Galen Schram

Hugo’s surgical scar is a raw question mark on his scalp asking the world what the hell happened to him. You kneel beside the hospital bed to greet the forty-year-old and are pleased when he turns his head to the sound of your voice. The doctor who prepped Hugo for surgery to remove the clotted blood didn’t do him any favors by only shaving the left half. The playful curls of the right half seem blissfully unaware of the ambient, like when your uncle tried to start karaoke after your grandma’s funeral.

Hugo’s single room is cold and the shades of the window by his feet are raised to the morning fog over the East River. His cadenced heart monitor above your head makes you feel like you’re on a small spaceship.

“I’m Rafael, your physical therapist. It’s a new day and time to get up,” you say to him. Hugo pinches and wiggles his bushy eyebrows. Maybe this is his way of waving hello since he still can’t use his hands. They’re Velcroed to the bedrails to keep him from reaching for the flimsy cable monitoring the pressure from inside his skull. The doctor just removed it before your evaluation.

You offer Hugo a smile. He looks through you with absent eyes before jerking his head towards the woman dozing in the folding chair on his other side.
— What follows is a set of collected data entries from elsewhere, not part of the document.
PR #6351, opened 2021-05-11
Improvements and fixes to recurring contributions

znarf:
- properly select current tier / amount
- properly populate presets
- check behaviour of Other input
- use constants
- simpler cancel for Update amount
- better Tiers loading management
- increase use of "valueInCents"

### DIFF
--- a/components/recurring-contributions/UpdateOrderPopUp.js
+++ b/components/recurring-contributions/UpdateOrderPopUp.js
@@ -2,11 +2,12 @@ import React, { Fragment, useEffect, useState } from 'react';
 import PropTypes from 'prop-types';
 import { useMutation, useQuery } from '@apollo/client';
 import themeGet from '@styled-system/theme-get';
-import { first, get, startCase } from 'lodash';
+import { first, get, last, startCase } from 'lodash';
 import { defineMessages, FormattedMessage, useIntl } from 'react-intl';
 import styled from 'styled-components';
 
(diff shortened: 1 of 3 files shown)


components/recurring-contributions/UpdateOrderPopUp.js
```diff
@@ -135,8 +147,9 @@ const getTierAmountOptions = (selectedTier, contribution) => {
   if (selectedTier && !selectedTier?.flexible) {
     return [buildOptionFromAmount(selectedTier.amount)];
   } else {
-    const presets = selectedTier?.presets || [500, 1000, 2000, 5000];
-    return [...presets.map(buildOptionFromAmount), { label: 'Other', value: 100 }];
+    const presets = selectedTier?.presets || DEFAULT_PRESETS;
```
Betree, line 150: Using `getTierPresets` from `lib/tier-utils.js` could be a good way to make sure `minAmount` is properly accounted for

```es6
const presets = getTierPresets(selectedTier, collectiveType);
```

znarf: We can do it but it's a bit complicated to get the `collectiveType` and pass it all the way.

Added a TODO there:
https://github.com/opencollective/opencollective-frontend/pull/6374/commits/7ecdd8e0f4ce26eb9741b7c4651dfaf18cfed6e5

PR #6359, opened 2021-05-12
Fix Merchant Filter and Collective Picker Bugs - Virtual Cards

SudharakaP:
Related to https://github.com/opencollective/opencollective/issues/4198

This fixes the issue with merchant filter and the problem with the collective picker growing in size when typing stuff in it. 😄 

I am yet to find out a proper fix for the pagination scroll to top issue. It seems that [next.js scroll attribute](https://nextjs.org/docs/api-reference/next/router#routerpush) isn't working as expected. 

https://github.com/opencollective/opencollective-frontend/blob/2613f05f34ef2db3ed815f2ef025a8d115e50714/components/edit-collective/sections/HostVirtualCards.js#L175

### DIFF
--- a/components/edit-collective/sections/HostVirtualCards.js
+++ b/components/edit-collective/sections/HostVirtualCards.js
@@ -368,7 +368,6 @@ const HostVirtualCards = props => {
           limit={VIRTUAL_CARDS_PER_PAGE}
           offset={offset}
           ignoredQueryParams={['slug', 'section']}
-          scrollToTopOnChange
         />
       </Flex>
       {displayAssignCardModal && (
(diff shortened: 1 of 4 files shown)


znarf (approved):
Looks good. Do you want to merge and iterate later?

SudharakaP:
> Looks good. Do you want to merge and iterate later?

@znarf : Thanks for the review. Only issue remaining is the scrolling to top of page issue. Seems like the default next.js behaviour of using the `{scroll : false}` attribute doesn't work so we will need to find a workaround in that case. 🤔 

I think it's not too useful to spend too much time on this scrolling to top issue since according to the new design the page will change anyways and we will not be having the policy settings on top; https://www.figma.com/file/ZQBMWhnGGtRWeIZknFW1eP/%5BOC-Design%5D-Production-Ready-%E2%9C%85?node-id=10703%3A171532. But if anyone feels that this is important, let me know and I'll take a go at it again. So yes, I'll merge this and iterate on that scroll to top later if needed.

“Hi there. I’m Rafael,” you repeat in a louder voice. She continues to snooze with her hands clasped over her spheroidal middle. She’s old enough to be Hugo’s grandmother, though you learned long ago not to make assumptions about your patients’ relationships. A bedazzled flip phone sits on her bosom, attached to her neck by a lanyard. She wasn’t here on Thursday when you helped to roll Hugo’s somnolent body from side to side while the nurse changed the soiled linens beneath him. At that time it had been just over twenty-four hours since the air conditioner unit fell from the third floor window in the Bronx onto Hugo’s head.

Your stomach had dropped onto your bladder when you read that mechanism of injury in his chart. Hugo suffered an accident from the darkly cavalier cartoons of your childhood, an accident so catastrophically “New York” that hearing about it would stimulate paranoia for even the most level-headed city-commuter. The description in his chart included the T-shirt he had been wearing that read Little League Coach in block letters across the back.
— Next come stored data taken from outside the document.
PR #6360, opened 2021-05-12
Add period filter for virtual cards - collective settings

SudharakaP:
Resolve https://github.com/opencollective/opencollective/issues/4270

Related API PR: https://github.com/opencollective/opencollective-api/pull/6024

**Screen-cast**

Peek 2021-05-13 07-14

### DIFF
--- a/components/PopupMenu.js
+++ b/components/PopupMenu.js
@@ -14,7 +14,7 @@ const Popup = styled(Box)`
   border-radius: 8px;
   background: white;
   box-shadow: 0px 4px 8px rgba(20, 20, 20, 0.16);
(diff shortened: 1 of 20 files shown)


SudharakaP:
@kewitz : I've adjusted the z-indexes of the virtual cards such without making any visual changes such that the popup modal for period filter is appearing on top correctly. Let me know if you see any issues. 😄

SudharakaP:
Also just to note that the period filter has a small problem on FireFox which you can see in the above screencast; this is handled separately at, https://github.com/opencollective/opencollective/issues/4283

kewitz (approved):

PR #6363, opened 2021-05-13
Make sure the period filter formatting supports both Chrome and FireFox

SudharakaP:
Resolve https://github.com/opencollective/opencollective/issues/4283

**Screen-cast**

Peek 2021-05-13 07-36

### DIFF
--- a/components/budget/filters/PeriodFilter.js
+++ b/components/budget/filters/PeriodFilter.js
@@ -75,7 +75,7 @@ const DateRange = ({ from, to }) => {
     return (
       <FormattedMessage
         id="Date.DateRange"
-        defaultMessage="{dateFrom, date, short}-{dateTo, date, short}"
+        defaultMessage="{dateFrom, date, short} to {dateTo, date, short}"
         values={{ dateFrom: from, dateTo: to }}
       />
     );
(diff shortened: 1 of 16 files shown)


components/budget/filters/PeriodFilter.js
```diff
@@ -72,7 +72,13 @@ const DateRange = ({ from, to }) => {
   if (!from && !to) {
     return <FormattedMessage id="DateRange.All" defaultMessage="All" />;
   } else if (from && to) {
-    return <FormattedDateTimeRange from={from} to={to} />;
+    return (
+      <FormattedMessage
+        id="Date.DateRange"
+        defaultMessage="{dateFrom, date, short}-{dateTo, date, short}"
```
kewitz, line 78: No strong opinion here, it looks great, but should we take the opportunity to make this a bit more verbose?
```suggestion
        defaultMessage="{dateFrom, date, short} to {dateTo, date, short}"
```
cc @Betree

kewitz (approved):

components/budget/filters/PeriodFilter.js
SudharakaP: @kewitz : I agree too, this seems a bit more clearer. It's upto you @Betree; let me know. 😄

Betree: That's a good idea, and it's internationalized anyway so translators will be able to put whatever works best for their locale

Betree (approved):
Nice catch @SudharakaP :+1:

SudharakaP:
> Nice catch @SudharakaP +1

Thanks much. 😄 😄

PR #6365, opened 2021-05-13
Add test retry for flaky test related to stripe

SudharakaP:
I've seen that `39-recurring-contributions.test.js` is failing many times due to the stripe element not being loaded. I was trying out adding wait times before (in our Cypress upgrade; https://github.com/opencollective/opencollective-frontend/pull/6310), but that didn't full solve the issue. Therefore I am trying the newly supported Cypress retries to solve the issue. 😄 

Example failures can be seen in the following PR: https://github.com/opencollective/opencollective-frontend/pull/6360

Related to https://github.com/opencollective/opencollective/issues/3347

### DIFF
--- a/test/cypress/integration/39-recurring-contributions.test.js
+++ b/test/cypress/integration/39-recurring-contributions.test.js
@@ -22,23 +22,31 @@ describe('Recurring contributions', () => {
     });
   });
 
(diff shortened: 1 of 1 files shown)


Betree (approved):
Works for me!

PR #6377, opened 2021-05-17
Handling errors on `addFunds` and `addPlatformTipToTransaction` failures

SudharakaP:
Resolve https://github.com/opencollective/opencollective/issues/4267

**Screen-casts** 

**Add Funds**
add-funds-error-handling

**Platform Tips**
platform-tip-error-handling

### DIFF
--- a/components/host-dashboard/AddFundsModal.js
+++ b/components/host-dashboard/AddFundsModal.js
@@ -170,6 +170,8 @@ const getOptions = (amount, currency, intl) => {
 
 const AddFundsModal = ({ host, collective, ...props }) => {
   const { LoggedInUser } = useUser();
+  const [platformTipError, setPlatformTipError] = useState(null);
+  const [addFundsError, setAddFundsError] = useState(null);
   const [fundDetails, setFundDetails] = useState({});
   const { addToast } = useToasts();
   const intl = useIntl();
@@ -192,7 +194,7 @@ const AddFundsModal = ({ host, collective, ...props }) => {
   const [selectedOption, setSelectedOption] = useState(options[3]);
   const [customAmount, setCustomAmount] = useState(0);
 
-  const [submitAddFunds, { data, error }] = useMutation(addFundsMutation, {
+  const [submitAddFunds, { data }] = useMutation(addFundsMutation, {
     context: API_V2_CONTEXT,
     refetchQueries: [
       {
@@ -205,7 +207,7 @@ const AddFundsModal = ({ host, collective, ...props }) => {
     awaitRefetchQueries: true,
   });
 
-  const [addPlatformTip, { platformTipError }] = useMutation(addPlatformTipMutation, {
+  const [addPlatformTip] = useMutation(addPlatformTipMutation, {
     context: API_V2_CONTEXT,
   });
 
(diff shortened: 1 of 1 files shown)


components/host-dashboard/AddFundsModal.js
```diff
@@ -252,15 +256,20 @@ const AddFundsModal = ({ host, collective, ...props }) => {
...
+                setFundDetails({
+                  showPlatformTipModal: true,
+                  fundAmount: values.amount,
+                  description: values.description,
+                  source: values.fromAccount.name,
+                });
+                actions.setSubmitting(false);
+              })
+              .catch(error => {
+                actions.setSubmitting(false);
```
Betree, line 270: I recommend returning a promise from `onSubmit` (or simpler, use an async function). That way you don't have to set the `submitting` flag by yourself.

components/host-dashboard/AddFundsModal.js
```diff
@@ -170,6 +170,8 @@ const getOptions = (amount, currency, intl) => {
 
 const AddFundsModal = ({ host, collective, ...props }) => {
   const { LoggedInUser } = useUser();
+  const [platformTipError, setPlatformTipError] = useState(null);
```
Betree, line 173: What's the benefit of using our own state here? Using the `error` from `useMutation` simplify things as we don't have to set (and reset) the state ourselves

Betree (approved):
I think this can be simplified by relying on the libraries capabilities to handle state:
- Formik is great at handling `submitting` by itself. Just return a promise from the `onSubmit` and you won't have to worry about updating its value anymore
- If we're not doing any processing on the error, relying on Apollo's default `error` is also a good way to simplify the component

That being said, the code looks good to me. It's a great enhancement, so feel free to merge directly if you want to!

components/host-dashboard/AddFundsModal.js
SudharakaP: Thanks for the tip. Done. 👍🏽

components/host-dashboard/AddFundsModal.js
SudharakaP: @Betree : The only reason I did this way is because I couldn't find a simple way of resetting the error on modal close. So for example if we use the error from useMutation, then when the modal closes how do we reset it back? It seems that it's not auto reset when the modal closes and I couldn't figure out exactly why that's the case. 🤔

SudharakaP: @Betree : Ops, I am mistaken, somehow my previous tests didn't work, and maybe I did something wrong and it wasn't somehow resetting upon model closure; but when I go for a walk and came back and tried this again now it's working perfectly. 😄 😄

SudharakaP:
> I think this can be simplified by relying on the libraries capabilities to handle state:
> 
>     * Formik is great at handling `submitting` by itself. Just return a promise from the `onSubmit` and you won't have to worry about updating its value anymore
> 
>     * If we're not doing any processing on the error, relying on Apollo's default `error` is also a good way to simplify the component
> 
> 
> That being said, the code looks good to me. It's a great enhancement, so feel free to merge directly if you want to!

@Betree : Thanks much for the reviews, if no additional reviews, I will be merging this tomorrow morning. 😄

Betree (approved):
Looking great!

PR #6379, opened 2021-05-18
Correctly show api related errors on assign card modal

SudharakaP:
Resolve https://github.com/opencollective/opencollective/issues/4294

**Screen-cast**

handing-errors-virtual-cards


znarf (approved):
As enhancement, we should not say "credit card" in https://github.com/opencollective/opencollective-api/blob/main/server/paymentProviders/privacy/index.ts

SudharakaP:
> As enhancement, we should not say "credit card" in https://github.com/opencollective/opencollective-api/blob/main/server/paymentProviders/privacy/index.ts

Thanks for the review. Did this at, https://github.com/opencollective/opencollective-api/pull/6044 😄

PR #6387, opened 2021-05-20
LoggedInUser: Do not store in localStorage

Betree:
Resolve https://github.com/opencollective/opencollective/issues/4003


znarf (commented):
Looks good.

It was quite complicated to make this work so simplification is always welcome.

The tang of urine wafts to your nostrils when Hugo begins to cycle his bare legs against the mattress. Now you understand why his blanket is balled up by his ankles. The sinewy muscles of his thighs flex and relax with each revolution of the imaginary bike. You tuck his gray hospital gown beneath his thigh to keep his groin covered. Next, you unfasten the Velcro binding Hugo’s wrists to the bedrail and grip his right palm.

“Squeeze my hand,” you instruct clearly, but he is already squeezing and releasing it in rhythm with his leg cycling, so you can’t be sure if he understood your instruction. You walk around to the other side of the bed. Before you continue your assessment you notice that his guest has woken up. You stand before her and wait until she’s finished fiddling with her hearing aid before telling her your name again.
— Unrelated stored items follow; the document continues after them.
PR #6393, opened 2021-05-22
Add more e2e tests for recurring contributions page

SudharakaP:
Resolve https://github.com/opencollective/opencollective/issues/4275

### DIFF
--- a/components/edit-collective/sections/Tiers.js
+++ b/components/edit-collective/sections/Tiers.js
@@ -396,7 +396,7 @@ class Tiers extends React.Component {
           {this.fields.map(
             field =>
               (!field.when || field.when(defaultValues, collective)) && (
-                <Box key={field.name}>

“I’m sorry to be rude,” she says. “I can’t sleep on planes and I took the redeye from Miami. I’m Lucero, Hugo’s mother. He’s antsy today, isn’t he?”

“Yes, and that’s a good thing,” you reply.

Hugo’s neurologist had called you just as your shift started this morning. After spending most of the night attempting to rip the pressure monitor cable from his scalp, the doctor was optimistic about Hugo’s ability to participate in physical therapy today. “He’s waking up,” he had proclaimed, to which you replied, “Let’s see what he can do.” The two of you had exchanged a private spark that reminded you why you love your job.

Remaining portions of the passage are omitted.